Task item
Scan the entries below and return each line that contains "noticed".

Entries taken from a collection
PR #2505, opened 2019-01-21
python: internal() source exposed via syslogng.Logger

### LINKED ISSUE #1375: python-based-func: Add log_debug like function
I would like to add some debug message to my python code (in my case to python parser), but I want to display them only if syslog-ng is running with debug mode.
Currently this is not possible because the python code does not know the current debug level.

Would be nice either to know the debug level or to have some log_* callback function, like log_debug, log_info, log_warning or similar that I can use to display any debug message.

Kokan:
Introduces a logger that can send messages into the `internal()` source, which also respects the syslog-ng log level.

```python
import syslogng

logger = syslogng.Logger()

logger.error("plain text message")
logger.warning("plain text message")
logger.info("plain text message")
logger.debug("plain text message")
logger.trace("plain text message")
```

Question:
* Could syslogng utilize the built-in `logger` class by extending it (creating only a handler for internal source) ?
* Does the apsense of `evt_tag_*` formatting cause significant performance issue? Should it be solved ?

Fixes #1375

### DIFF
--- a/modules/python/CMakeLists.txt
+++ b/modules/python/CMakeLists.txt
@@ -45,6 +45,8 @@ set(PYTHON_SOURCES
     python-logparser.c
     python-integerpointer.h
     python-integerpointer.c
+    python-logger.h
+    python-logger.c
     python-source.h
     python-source.c
     python-fetcher.h
--- a/modules/python/Makefile.am
+++ b/modules/python/Makefile.am
@@ -48,6 +48,8 @@ modules_python_libmod_python_la_SOURCES		= \
 	modules/python/python-logtemplate-options.c\
 	modules/python/python-integerpointer.c    \
 	modules/python/python-integerpointer.h    \
+	modules/python/python-logger.c    \
+	modules/python/python-logger.h    \
 	modules/python/python-global-code-loader.h\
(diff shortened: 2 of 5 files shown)


kira-syslogng:
Build SUCCESS

furiel:
> Could syslogng utilize the built-in logger class by extending it (creating only a handler for internal source) ?

I don't see much benefit to do so. On the other hand it might be a source of confusion, for example when someone wants to set debug level through that.

> Does the apsense of evt_tag_* formatting cause significant performance issue? Should it be solved ?

I don't think the absense would cause performace issue. However the presence might be. I investigated this one too, and me seemed python developers deliberately avoid lazy evaluation as we would need here. I do not see any way to avoid the function parameter evaluation with pure python, for example with debug messages when debug is disabled. If it were `hylang`,  maybe we could do better ...

lbudai:
Could syslogng utilize the built-in logger class by extending it (creating only a handler for internal source) ?
This is only a nice to have thing... (maybe when someone working with a 3rd party library that uses a python logger internally (`logging.getLogger(...)`) could benefit from such class... but I'm not sure).

Performance: I wouldn't worry about it. The feature is good enough for now, I think.

PR #2506, opened 2019-01-21
simpler names for WORKER_INSERT_RESULT_T in language bindings

furiel:
I got a valuable comment from @pzoleex that the recently introduced constant names in java and python destinations could be more user friendly.

In an attempt to do so, I did a little renaming on them. Also, the python example is updated.

I also removed the `WORKER_INSERT_RESULT_EXPLICIT_ACK_MGMT`, that could not be used by the bindings this time of writing.

Please review this with in mind that we conclude here, that would be published in the documentation.

### DIFF
--- a/modules/java/src/main/java/org/syslog_ng/LogDestination.java
+++ b/modules/java/src/main/java/org/syslog_ng/LogDestination.java
@@ -26,12 +26,11 @@ package org.syslog_ng;
 
 public abstract class LogDestination extends LogPipe {
 
-	protected static final int WORKER_INSERT_RESULT_DROP = 0;
-	protected static final int WORKER_INSERT_RESULT_ERROR = 1;
-	protected static final int WORKER_INSERT_RESULT_EXPLICIT_ACK_MGMT = 2;
-	protected static final int WORKER_INSERT_RESULT_SUCCESS = 3;
-	protected static final int WORKER_INSERT_RESULT_QUEUED = 4;
-	protected static final int WORKER_INSERT_RESULT_NOT_CONNECTED = 5;
+	protected static final int DROP = 0;
+	protected static final int ERROR = 1;
+	protected static final int SUCCESS = 3;
+	protected static final int QUEUED = 4;
+	protected static final int NOT_CONNECTED = 5;
 
 	public LogDestination(long pipeHandle) {
 		super(pipeHandle);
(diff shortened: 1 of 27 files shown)


furiel:
@kira-syslogng retest this please test branch=binding-user-friendly-names;

kira-syslogng:
Build FAILURE

modules/python/sngexample.py
```diff
@@ -45,12 +45,53 @@ def deinit(self):
...
+        After that the same message is retried until retries() times.
+
+        Integer:
+        self.SUCCESS: message sending was successful (same as boolean True)
+        self.ERROR: message sending was unsuccessful. Same message is retried.
+            (same as boolean False)
+        self.DROP: message cannot be sent, it should be dropped immediately.
+        self.QUEUED: message is not sent immediately, it will be sent with the flush method.
+        self.NOT_CONNECTED: message is put back to the queue, open method will be called until success."""
+
```
bazsi: If the Java destination defines these values in the java side, i am wondering if we could do the same in Python.

That would simplify the python part and make this pretty explicit.

modules/java/src/main/java/org/syslog_ng/LogDestination.java
```diff
@@ -26,12 +26,11 @@
...
-	protected static final int WORKER_INSERT_RESULT_SUCCESS = 3;
-	protected static final int WORKER_INSERT_RESULT_QUEUED = 4;
-	protected static final int WORKER_INSERT_RESULT_NOT_CONNECTED = 5;
+	protected static final int DROP = 0;
+	protected static final int ERROR = 1;
+	protected static final int SUCCESS = 3;
+	protected static final int QUEUED = 4;
+	protected static final int NOT_CONNECTED = 5;
 
 	public LogDestination(long pipeHandle) {
```
bazsi: I like these names a lot better. I would love to see the c names to be simplified as well. But that's optional.

furiel:
We discussed this with @bazsi , and I will sed the logthrdestdv constants too. `worker_insert_result_t` will be `LogThrResult`,`WORKER_INSERT_RESULT_SUCCESS` will be `LTR_SUCCESS` etc.

modules/python/sngexample.py
furiel: Agreed. Injecting `template_options` was also a bit strange, but I solely for that i did not want to introduce inheritance through parent class. However, the problem is much more visible now, because of these newly injected return values, that are intended to be used by all user scripts.
After resolving https://github.com/balabit/syslog-ng/pull/2438, we should introduce a proper inheritance from a python destination parent class.

kira-syslogng:
Build FAILURE

furiel:
@kira-syslogng retest this please test branch=binding-user-friendly-names;

kira-syslogng:
Build FAILURE

kira-syslogng:
Build SUCCESS

PR #3568, opened 2021-02-10
python: do not double free seqnum and template_options

alltilla:
When these two objects are passed to `PyObject_SetAttrString()`, their reference counter is incremented. In the next line, we drop our own reference to them with `Py_DECREF()`, but still keep track of them to free it later in `_py_free_bindings()`.

It is not needed, the python lib will take care of the reference, that was added in `PyObject_SetAttrString().

Because we do not need these objects in our code, it is the easiest, to not store them in our struct.

### DIFF
--- a/modules/python/python-dest.c
+++ b/modules/python/python-dest.c
@@ -55,8 +55,6 @@ typedef struct
     PyObject *open;
     PyObject *send;
     PyObject *flush;
-    PyObject *log_template_options;
-    PyObject *seqnum;
     PyObject *generate_persist_name;
     GPtrArray *_refs_to_clean;
   } py;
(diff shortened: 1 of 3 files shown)


kira-syslogng:
Build SUCCESS

modules/python/python-dest.c
```diff
@@ -405,8 +405,6 @@ _py_init_bindings(PythonDestDriver *self)
   g_ptr_array_add(self->py._refs_to_clean, self->py.open);
   g_ptr_array_add(self->py._refs_to_clean, self->py.flush);
   g_ptr_array_add(self->py._refs_to_clean, self->py.send);
-  g_ptr_array_add(self->py._refs_to_clean, self->py.log_template_options);
-  g_ptr_array_add(self->py._refs_to_clean, self->py.seqnum);
```
MrAnno, line 409: In case we store these object in `PythonDestDriver`, we should not decrement our reference counter after setatttr, because the reference added by `PyObject_SetAttrString()` can easily be decremented on the Python side by assigning a new value to that attribute. `pyseqnum` and `pylog_template_options` would point to invalid memory in that case.

I checked and we don't really use `self->py.log_template_options` and `self->py.seqnum` after the setattr call, so I think we could just remove these refs from the C struct.

MrAnno (commented):
Nice catch!

modules/python/python-dest.c
alltilla: Yes-yes, good point!

Let's just make them local variables then!

alltilla: Fixed!

MrAnno (approved):

kira-syslogng:
Build SUCCESS

alltilla:
Updated: added `-DCMAKE_BUILD_TYPE=Debug` to `CMAKE_FLAGS`, to have debug symbols.

Test run with a manually generated corefile: https://github.com/alltilla/syslog-ng/actions/runs/554768804

kira-syslogng:
Build SUCCESS

MrAnno (approved):

gaborznagy (approved):

PR #3569, opened 2021-02-11
scl: add support for "@cee" prefixed JSON payload

bazsi:
```
    This format was originally specified by Mitre in its CEE specification,
    later adopted by the Lumberjack project run by Fedora/RedHat.
    
    https://cee.mitre.org/
    https://www.phoronix.com/scan.php?page=news_item&px=MTA2NDU
    
    The fedorahosted site is not completely gone.
    
    Now both projects are defunct, but there seems to be some adoption, for
    instance the JSON logging format of sudo does support emitting messages
    using this format.
    
    https://www.syslog-ng.com/community/b/blog/posts/parsing-sudo-json-logs-building-a-syslog-ng-configuration
    
    
    rsyslog supports this as well:
    https://www.rsyslog.com/json-elasticsearch/
    
```


kira-syslogng:
Build SUCCESS

MrAnno (approved):
LGTM.

A question:
I've noticed that the `syslog` topic is embedded into `default-network-drivers()` (which is great), but it is also used in the `system()` source.

Is that intentional that we add Mitre CEE (CTS) and Lumberjack (and junos, panos, etc.) parsing to the system source?

Update:
> the JSON logging format of sudo does support emitting messages using this format.

Sorry, I just saw this. I think that answers the CEE part of the question.

bazsi:
On Sun, Feb 14, 2021, 17:35 László Várady <notifications@github.com> wrote:

> *@MrAnno* approved this pull request.
>
> LGTM.
>
> A question:
> I've noticed that the syslog topic is embedded into
> default-network-drivers() (which is great), but it is also used in the
> system() source.
>
> Is that intentional that we add Mitre CEE (CTS) and Lumberjack (and junos,
> panos, etc.) parsing to the system source?
>

It is intentional, since that's also "syslog", and it allows us to push
parsing to the edge, so the central only needs to parse ewmm.

>

Kokan (approved):

PR #3572, opened 2021-02-16
Change PERSIST_FILE_WATERMARK size

szemere:
Persist file uses a "pre-allocation" mechanism to circumvent some side effects of a running out of space scenario.

More on that in PR #1785, especially in 45a4157.

Thus PERSIST_FILE_WATERMARK must be bigger than any entry we want to store in the persist file. (Including the extra headers and flags.)

One of our internal module has an 8k buffer. Considering the extra space for the headers, the current value is: 8k+256 bytes.

---
Note: I have two alternative follow up plans. Currently work in progress, but I do not want to block this fix: 
A) https://github.com/szemere/syslog-ng/tree/persist_changes_wip Create a static assert on struct sizes. 
B) https://github.com/szemere/syslog-ng/tree/persist_changes_wip2 Eliminate the pre-allocation logic. This way we can always check on the real alloc size, so there is no need for heuristics.

### DIFF
--- a/lib/persist-state.c
+++ b/lib/persist-state.c
@@ -37,7 +37,7 @@
 
 #define PERSIST_FILE_INITIAL_SIZE 16384
 #define PERSIST_STATE_KEY_BLOCK_SIZE 4096
-#define PERSIST_FILE_WATERMARK 8448
+#define PERSIST_FILE_MAX_ENTRY_SIZE 8448
 
 /*
  * The syslog-ng persistent state is a set of name-value pairs,
@@ -209,7 +209,7 @@ _commit_store(PersistState *self)
 static gboolean
 _check_watermark(PersistState *self)
 {
-  return (self->current_ofs + PERSIST_FILE_WATERMARK < self->current_size);
+  return (self->current_ofs + PERSIST_FILE_MAX_ENTRY_SIZE < self->current_size);
 }
 
 static inline gboolean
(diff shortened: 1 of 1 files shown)


kira-syslogng:
Build SUCCESS

MrAnno:
@kira-syslogng do stresstest

kira-syslogng:

MrAnno (approved):
https://github.com/szemere/syslog-ng/tree/persist_changes_wip2 seems to be a good idea, it would be a nice improvement.

lib/persist-state.c
```diff
@@ -37,7 +37,7 @@
 
 #define PERSIST_FILE_INITIAL_SIZE 16384
 #define PERSIST_STATE_KEY_BLOCK_SIZE 4096
-#define PERSIST_FILE_WATERMARK 4096
+#define PERSIST_FILE_WATERMARK 8448
```
bazsi, line 40: this should be aligned on a 4k boundary.

bazsi: let's add an assert into the persist file allocation function that would limit the allocation to sizes that we can actually guarantee.

bazsi (dismissed):

lib/persist-state.c
MrAnno: Is the 4k page-boundary necessary? `PERSIST_FILE_WATERMARK` seems to be just a free-space threshold, syslog-ng always allocates `PERSIST_FILE_INITIAL_SIZE=16384` chunks, and `_grow_store()` makes sure it's page-aligned.

MrAnno: Is the 4k page-boundary necessary? `PERSIST_FILE_WATERMARK` seems to be just a free-space threshold, syslog-ng always allocates `PERSIST_FILE_INITIAL_SIZE=16384` chunks, and `_grow_store()` makes sure it's page-aligned with `getpagesize()` (I think that might return 8 and 16k as well).

bazsi: Ok, that's ok this way then.

MrAnno: @bazsi Thank you.

kira-syslogng:
Build SUCCESS

MrAnno (approved):

bazsi (approved):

Response to this exercise
I've noticed that the `syslog` topic is embedded into `default-network-drivers()` (which is great), but it is also used in the `system()` source.
> I've noticed that the syslog topic is embedded into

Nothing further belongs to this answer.